Sunday, July 14, 2013

What is Inflammatory Bowel Disease and Why is it Dangerous?

Many people mistake inflammatory bowel disease for irritable bowel syndrome. They are actually two completely different issues, although they both affect overall colon health. Inflammatory bowel disease can encompass many different disorders which are different types of bowel irritations that include Crohn's disease and ulcerative colitis. Both of these are ulcer causing conditions where Crohn's contains ulcers in the intestines and ulcerative colitis means ulcers in the colon.

What Can Cause Inflammatory Bowel Disease?

There is a great deal of speculation on what can bring on this condition. Some feel it is genetic and others believe that the immune system is not working properly. Finally, it may be caused by germs or other foreign material in the body.

What are the Indications of Inflammatory Bowel Disease?

Unfortunately, there are no cut and dry indications that one is suffering from inflammatory bowel disease. This is because the symptoms depend upon the type IBD that is present. Some of the most prevalent indications are urgency to evacuate the bowels, cramping, and pain in the stomach. In some cases there can be loose stools with blood. Many lose their appetites.

While these symptoms can be very uncomfortable, there can also be some serious consequences if this condition is left without treatment. There can be bleeding in the colon and bowel and in some cases, toxic megacolon can be present. Toxic megacolon can be dangerous because is characterized by a very dilated colon and accompanied by abdominal bloating and pain, along with fever and even shock.

Those who are diagnosed with ulcerative colitis are going to be more likely to acquire certain types of cancer. In some cases, there can be other complications associated with inflammatory bowel disease. The following are some of the possible complications:

Pain in the Joints

Loss of Bone Structure

Problems with Eyes

Liver/Kidney Issues

Skin Problems

There are two ways that a physician can determine if a patient has inflammatory bowel disease. The first is testing stool samples. The other is checking the colon via a camera which can detect if there are any lesions on it.

How to Treat IBD

This first recommendation for treating IBD is changing the diet of the patient.
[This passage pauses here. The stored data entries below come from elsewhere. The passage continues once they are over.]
PR #2782, opened 2019-11-11
KT-34450 `Convert function to property` intention should be also displayed on `fun` keyword

t-kameyama:
https://youtrack.jetbrains.com/issue/KT-34450


vladimirdolzhenko:
LGTM

PR #2562, opened 2019-09-04
KT-3262 Inspection "Inner class could be nested"

t-kameyama:
https://youtrack.jetbrains.com/issue/KT-3262

PR #2783, opened 2019-11-11
KT-34819 Inspection: report unnecessary "?: return null"

t-kameyama:
https://youtrack.jetbrains.com/issue/KT-34819


vladimirdolzhenko:
LGTM. 

Same as #2562: Actual code base requires some extra changes (in plugin-common.xml bunch files). I've made them and successfully merged.

Thank you.

PR #2784, opened 2019-11-11
JVM_IR: resolve inline fake overrides before codegen

pyos:
See KT-33054.

### DIFF
--- a/compiler/testData/codegen/box/jvm8/kt29242.kt
+++ b/compiler/testData/codegen/box/jvm8/kt29242.kt
@@ -1,0 +1,24 @@
+// TARGET_BACKEND: JVM
+// IGNORE_BACKEND: JVM
+// JVM_TARGET: 1.8
+// See also kt33054.kt
+
+fun causesVerifyErrorSample(): Sample<Boolean> = Sample
+    .Success(true)
+    .flatMap { Sample.Failure(RuntimeException()) }
+
+sealed class Sample<out T> {
+    inline fun <R> flatMap(f: (T) -> Sample<R>): Sample<R> =
+        when (this) {
+            is Failure -> this
+            is Success -> f(this.value)
+        }
+
+    data class Failure(val exception: Throwable): Sample<Nothing>()
+    data class Success<out T>(val value: T): Sample<T>()
+}
+
+fun box(): String {
+    causesVerifyErrorSample()
+    return "OK"
+}
--- a/compiler/testData/codegen/box/jvm8/kt33054.kt
+++ b/compiler/testData/codegen/box/jvm8/kt33054.kt
@@ -1,0 +1,19 @@
+// TARGET_BACKEND: JVM
+// IGNORE_BACKEND: JVM
+// JVM_TARGET: 1.8
+
+open class A(val x: String) {
+    inline fun f() = if (this is C) this else A("O")
+
+    val y
+        inline get() = if (this is C) this else A("K")
+}
+
+class B : A("unused")
+class C : A("unused")
+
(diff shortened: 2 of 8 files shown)


compiler/testData/codegen/box/jvm8/kt33054.kt
```diff
@@ -0,0 +1,16 @@
+// TARGET_BACKEND: JVM
+// IGNORE_BACKEND: JVM
+// JVM_TARGET: 1.8
+
+open class A(val x: String) {
+    inline fun f() = if (this is C) this else A(x)
```
max-kammerer: Could you also add test with inline getter?

pyos: Something like this? https://github.com/JetBrains/kotlin/compare/08afa065ed01c48604f3620e3a2fa76437aab4fe..62fa1f00f6ecabd181b1f78ff1fdcf18fa005212

max-kammerer: Yes!

max-kammerer:
Looks like this commit also affects https://youtrack.jetbrains.com/issue/KT-29242, could you also add test from this issue?

pyos:
Isn't that exactly the same code, i.e. `this` in `flatMap` has type `Success` after inlining while the other branch is `Sample`, so from asm's viewpoint the join of those is `Object`?

max-kammerer:
Yes, looks like it's one problem. Actually I want to have test similar to original one reported in issue KT-29242 or KT-33054

max-kammerer:
..in additional to existing one

pyos:
Added copy of the code from KT-29242 as a test.

max-kammerer:
Thank you!

compiler/testData/codegen/box/jvm8/kt29242.kt
```diff
@@ -0,0 +1,24 @@
+// TARGET_BACKEND: JVM
+// IGNORE_BACKEND: JVM
+// JVM_TARGET: 1.8
```
max-kammerer: `JVM_TARGET ` is redundant. We have special test suite that set target to 1.8 in codegenTarget8Jvm8Test. And run configuration for it in https://teamcity.jetbrains.com/buildConfiguration/Kotlin_KotlinPublic_CodegenTestsOnDifferentJDKs?branch=

`TARGET_BACKEND` could be also removed

max-kammerer: So it's best to convert these tests to boxInline

pyos: Are you sure this is true for local runs? Without JVM_TARGET, these tests pass on the non-IR backend. (I'm running them as `./gradlew cleanTest :compiler:test --parallel`). The rest of the files in this directory seem to have both JVM_TARGET and TARGET_BACKEND as well.

pyos: Moved to boxInline,

max-kammerer: All of these tests are require //JVM_TARGET: 1.8 cause they wouldn't work on default target 1.6. And as result it's implies JVM target restriction.

And yes, you are right. This test would be passed on default target and failed on custom one. 
OK, let's keep tests as is. And after fixing problem in current backend I will convert this tests into boxInline.

pyos: Moved back to box/jvm8.

max-kammerer:
Thank you!

PR #2785, opened 2019-11-12
KT-33258 "Merge 'if's" intention drops comment before nested if

t-kameyama:
https://youtrack.jetbrains.com/issue/KT-33258
https://youtrack.jetbrains.com/issue/KT-39552


igoriakovlev:
Thank you for your effort!

PR #2787, opened 2019-11-12
JVM IR: Fix inlining of inline class properties in external modules

sfs:
Since the inliner uses descriptors to identify external declarations we need to preserve PropertyGetter/SetterDescriptors in the IR backend.

This hit the inline class lowering, which replaces getters/setters with new static functions inside of inline classes. I've not found any other places where this is broken so far, but there is a comment in the IR `MethodSignatureMapper` that we sometimes lose `correspondingPropertySymbols` in the IR backend. Should this happen for external inline properties we'll run into a `NullPointerException` in the inliner (which has nothing to do with this PR, though).

### DIFF
--- a/compiler/ir/backend.common/src/org/jetbrains/kotlin/ir/builders/declarations/declarationBuilders.kt
+++ b/compiler/ir/backend.common/src/org/jetbrains/kotlin/ir/builders/declarations/declarationBuilders.kt
@@ -115,12 +115,13 @@ inline fun IrProperty.addSetter(builder: IrFunctionBuilder.() -> Unit = {}): IrS
     }
 
 fun IrFunctionBuilder.buildFun(originalDescriptor: FunctionDescriptor? = null): IrFunctionImpl {
-    val wrappedDescriptor = if (originalDescriptor is DescriptorWithContainerSource)
-        WrappedFunctionDescriptorWithContainerSource(originalDescriptor.containerSource)
-    else if (originalDescriptor != null)
-        WrappedSimpleFunctionDescriptor(originalDescriptor)
-    else
-        WrappedSimpleFunctionDescriptor()
+    val wrappedDescriptor = when(originalDescriptor) {
+        is DescriptorWithContainerSource -> WrappedFunctionDescriptorWithContainerSource(originalDescriptor.containerSource)
+        is PropertyGetterDescriptor -> WrappedPropertyGetterDescriptor(originalDescriptor.annotations, originalDescriptor.source)
+        is PropertySetterDescriptor -> WrappedPropertySetterDescriptor(originalDescriptor.annotations, originalDescriptor.source)
+        null -> WrappedSimpleFunctionDescriptor()
+        else -> WrappedSimpleFunctionDescriptor(originalDescriptor)
+    }
     return IrFunctionImpl(
         startOffset, endOffset, origin,
         IrSimpleFunctionSymbolImpl(wrappedDescriptor),
--- a/compiler/ir/backend.jvm/src/org/jetbrains/kotlin/backend/jvm/codegen/MethodSignatureMapper.kt
+++ b/compiler/ir/backend.jvm/src/org/jetbrains/kotlin/backend/jvm/codegen/MethodSignatureMapper.kt
@@ -74,7 +74,7 @@ class MethodSignatureMapper(private val context: JvmBackendContext) {
         if (nameForSpecialFunction != null) return nameForSpecialFunction
 
         val property = (function as? IrSimpleFunction)?.correspondingPropertySymbol?.owner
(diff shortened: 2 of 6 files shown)


sfs:
Fixed a stupid copy-paste error. The first line in the `inlineClassInlineProperty` test was supposed to be `// !LANGUAGE: +InlineClasses` and not `TARGET_BACKEND: JVM`...

compiler/ir/backend.common/src/org/jetbrains/kotlin/ir/builders/declarations/declarationBuilders.kt
```diff
@@ -115,12 +115,13 @@ inline fun IrProperty.addSetter(builder: IrFunctionBuilder.() -> Unit = {}): IrS
     }
 
 fun IrFunctionBuilder.buildFun(originalDescriptor: FunctionDescriptor? = null): IrFunctionImpl {
-    val wrappedDescriptor = if (originalDescriptor is DescriptorWithContainerSource)
-        WrappedFunctionDescriptorWithContainerSource(originalDescriptor.containerSource)
-    else if (originalDescriptor != null)
-        WrappedSimpleFunctionDescriptor(originalDescriptor)
-    else
-        WrappedSimpleFunctionDescriptor()
+    val wrappedDescriptor = when(originalDescriptor) {
```
udalov: More of a side note, but I wonder if we can make this more general and implement `DescriptorsToIrRemapper.remapDeclaredSimpleFunction` this way and use that method everywhere `WrappedFunctionDescriptorWithContainerSource` is currently instantiated? Because I suspect other call sites might also need special descriptor instances for property accessors.

Also, maybe having `WrappedProperty{G,S}etterDescriptorWithContainerSource` would be useful.

But since such change might break something else, it's not directly related to this one.

compiler/ir/backend.jvm/src/org/jetbrains/kotlin/backend/jvm/codegen/MethodSignatureMapper.kt
```diff
@@ -74,7 +74,7 @@ class MethodSignatureMapper(private val context: JvmBackendContext) {
         if (nameForSpecialFunction != null) return nameForSpecialFunction
 
         val property = (function as? IrSimpleFunction)?.correspondingPropertySymbol?.owner
-        if (property != null) {
+        if (property != null && function.name.isSpecial) {
```
udalov: Could you clarify why this is needed? It would seem that property accessor's name is always `isSpecial`

sfs: For properties of inline class type (or in an inline class) the name is mangled in the inline class lowering and no longer special at this point. This wasn't an issue before, since we treated such accessors as ordinary functions.

I'm not actually sure why we have special names for properties in the first place. Would it make sense to put in the JvmAbi names after psi2ir?

compiler/ir/backend.common/src/org/jetbrains/kotlin/ir/builders/declarations/declarationBuilders.kt
sfs: I wasn't aware of this code, but yes, we should probably produce `WrappedFunctionDescriptorWithContainerSource` here as well. This doesn't seem to be needed for property accessors, though, since these are already a special case in the inliner. I'm honestly not sure *why* the inliner has several different ways of identifying external declarations, so I don't know if we wouldn't end up breaking something else by introducing a new `...DescriptorWithContainerSource` variant.

compiler/ir/backend.jvm/src/org/jetbrains/kotlin/backend/jvm/codegen/MethodSignatureMapper.kt
udalov: Thanks. That would make sense, yes. But since we don't lower lazy stub IR for external dependencies right now, this would help only for properties from the same module.

sfs: In that case could we do it as part of a generator extension in psi2ir?

udalov: Yes, an extension which is then passed to `ExternalDependenciesGenerator` much like `context.extensions.externalDeclarationOrigin` or `facadeClassGenerator` seems like a good idea!

udalov:
@sfs I suppose the improvements discussed above can be safely postponed, so I'm merging your change now as is. Thank you!

PR #2788, opened 2019-11-13
Handle `withIndex()` calls in ForLoopsLowering

punzki:
Handles all for-loops over `withIndex()` calls in the stdlib (arrays, `CharSequence`, `Iterable`, `Sequence`) except for `Iterator<T>.withIndex()` (which returns an `Iterator`). The for-loop must use a destructuring declaration to be lowered.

Lowering fiber and dairy foods is going to be the first step. De-stressing and taking better care of the overall health is also a must.

In some cases, medications that help to reduce irritation and swelling may be offered to the patient as a way to get relief. Others may need antibiotics. Finally, pain medications can help to ease the discomfort of having inflammatory bowel diseases.

Because of the loose bowels and the diarrhea, many people with IBD can become dehydrated. This is a major concern. In severe cases, a hospital stay may be in order to get fluids quickly into the body. Sometimes, an operation is the only option for restoring the patient to a healthy, normal life.